Au quartier Lazaret, sont isolés les fous et les lépreux…

On voit les siens mourir, mais on reste impuissant face au fléau. La peste est foudroyante. Pire, toute tentative de secours était vaine, suicidaire. Devant l’ampleur du péril, les autorités coloniales brûlent les quartiers infestés. En ville comme en zone rurale. Les malheureux occupants n’emportent que le strict nécessaire. Juste un matelas et quelques effets personnels. Les hardes et autres vétilles sont incinérées. Les concessions suspectées sont circonscrites et assiégées par des infirmiers de circonstance. Des barricades sont dressées. Personne n’entre ni ne sort sans contrôle. C’est la panique générale. Comme la population, l’autorité coloniale croit vivre sa dernière heure.

Face à cette traînée meurtrière, un camp de fortune, autant dire un mouroir, est dressé à la direction des Travaux publics, devenue aujourd’hui l’état-major d’une légion de gendarmerie. Le quartier Lazaret est né : c’est là-bas que sont isolés les lépreux et les aliénés.

Ils sont déplacés plus loin dans ce périmètre. Les pestiférés ont le droit d’asile. Les malades et les agonisants viennent par centaines. Les morts sont jetés dans des fosses communes à défaut d’être incinérés. A l’extérieur du camp, un puits sert de charnier. Les victimes sont basculées par-dessus la margelle. Malgré les secours et les soins, la peste continue à faire des ravages. Rien ne peut rompre la chaîne de contamination. En ce moment, l’ex-Aof ne compte pas beaucoup de médecins, encore moins d’infirmiers. La plupart s’exile en France. La Croix-Rouge n’est pas encore implantée.

Les queues de rat valent leur pesant d’or …

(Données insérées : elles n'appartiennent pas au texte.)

PR #2485, opened 2025-07-01
test: improve coverage in Backend adaptors

nelsonmestevao:
Worked on improving coverage for missing cases:

- Datadog Adaptor
- Postgres Adaptor
- Slack Adaptor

Mais quelle est donc la cause de cette épidémie ? Après plusieurs tergiversations, les autorités arrivent à la condition que les puces sont les vecteurs de la maladie. L’assaut contre les rats est donné. La chasse est organisée. Ceux qui les abattent reçoivent des primes. Les queues de rats valent leur pesant d’or. La lutte biologique devient mécanique. La battue sera fructueuse. Pour sauver leur peau, les toubibs envoient les indigènes vers une mort certaine. Le recrutement des infirmiers d’occasion se passe aux forceps. Des « volontaires », plus tard appelés « tirailleurs » se proposent d’aller au charbon. Ah ! Les pauvres, ils meurent comme des mouches avant même le début de leur expédition. Comme les autres, ils sont jetés dans des fosses communes. Les derniers survivants entrent dans les concessions, arrachent les agonisants dans leur foyer pour les regarder ensuite mourir. C’est à Lazaret. On attend l’arrivée de missionnaires français. La circonscription médicale, située à la Place de France, le bâtiment de l’actuel Farpas, le dispensaire de Grand-Thiès craquent. Les riches négociants aident l’autorité et déploient et déploient d’importants moyens logistiques. Tous veulent échapper à la mort. Après s’être bien enrichi, ce n’est pas le moment de crever, pensent-ils. N’empêche, beaucoup d’entre eux finiront par rendre l’âme. On y compte beaucoup de Libanais. Sans doute moins sécurisés que les européens.

La peste paralyse l’économie. Les traitants s’évitent. Les attroupements et les cérémonies familiales sont interdits. Les écoles françaises et coraniques fermées. Seuls, les français se donnent du bon temps. S’ils ne jouent au tennis, ils regardent des films muets au Casino d’Ormis. Dans tous les cas, ils se le coulent douce dans leurs résidences, considérées comme des bunkers, face à cette hécatombe.

1934 : les portes de l’Histoire se referment sur Blaise Diagne. Il est en visite officielle au Soudan français actuel Mali. Au cours de sa traversée pour le retour, un rat infesté sème la mort dans l’équipage. Le premier député noir en serait atteint. Curieusement, le bateau n’est pas autorisé à accoster à Dakar. Où va-t-il donc accoster ? On ne sait trop. Comme ses compatriotes ; le tout-puissant administrateur des colonies, aurait selon nos sources, rendu le dernier soupir dans une villa anonyme sise à la cité Ballabey à Thiès.